| Work task |
Restate the lines exactly, starting at the line that contains "Also consider renaming" and finishing with the final line of the records.

| Data shown |
= Beginning of Section =
PR #910, opened 2025-11-28
edge config snapshots

dferber90:
Adds the experimental Edge Config Snapshot feature. See [upcoming changelog](https://github.com/vercel/storage/blob/edge-config-embedding-from-postinstall/.changeset/famous-games-sleep.md) for details.

---

This PR also simplifies the test setup. We were previously invoking `jest` multiple times with different `--env` options and specific `.common.test.ts`, `.node.test.ts` and `.edge.test.ts` filters. This made it possible that some test files without those endings did not run. It also led to worse output as Jest would be invoked multiple times. I now changed the setup so we only invoke Jest once. Each env-specific test file uses the `@jest-environment` comment to specify its env. The only change to the setup is that `common.ts` tests are no longer run for both environments now run for node only.


packages/edge-config/src/create-create-client.ts
```diff
@@ -92,6 +97,48 @@ export function createCreateClient({
...
+          new Promise<TimeoutError>((resolve) => {
+            timer = setTimeout(
+              () => resolve(new TimeoutError(edgeConfigId, method, key)),
+              ms,
+            );
+          }),
+          run(),
+        ]);
+        if (result instanceof TimeoutError) throw result;
+        clearTimeout(timer);
```
AndyBitz:
```suggestion
        const result = await Promise.race([
          new Promise<TimeoutError>((resolve) => {
            timer = setTimeout(
              () => resolve(new TimeoutError(edgeConfigId, method, key)),
              ms,
            );
          }),
          run(),
        ]).finally(() => clearTimeout(timer));
        if (result instanceof TimeoutError) throw result;
```

Makes sure the timeout is always cleared when the race is done, otherwise someone could set a really high timeout value and keep the timer running, even when the `run` function throws, preventing node from exiting.

dferber90: Great catch, fixed in 03bad5b5162cbd117863760954953c293039460f

AndyBitz (approved):

packages/edge-config/src/edge-config.ts
```diff
@@ -456,4 +457,11 @@ export interface EdgeConfigClientOptions {
    * Unlike Next.js, this defaults to `no-store`, as you most likely want to use Edge Config dynamically.
    */
   cache?: 'no-store' | 'force-cache';
+
+  /**
+   * How long to wait for a fresh value before falling back to a stale value or throwing.
+   *
+   * It is recommended to only use this in combination with a bundled Edge Config (see "edge-config prepare" script).
+   */
+  timeoutMs?: number;
```
dvoytenko, line 466: The name is not clear. This is of a sort "stale while revalidate", so IMHO we should do something like `maxStaleAgeMs` and `maxWaitBeforeStaleMs`. Obv need to improve, but we need 2 options and these should be clear that they both control "stale" state. 

Also consider renaming "stale" to "snaphost".

dvoytenko (changes requested):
= End of Section =
| Solution for this task |
Also consider renaming "stale" to "snaphost".

dvoytenko (changes requested):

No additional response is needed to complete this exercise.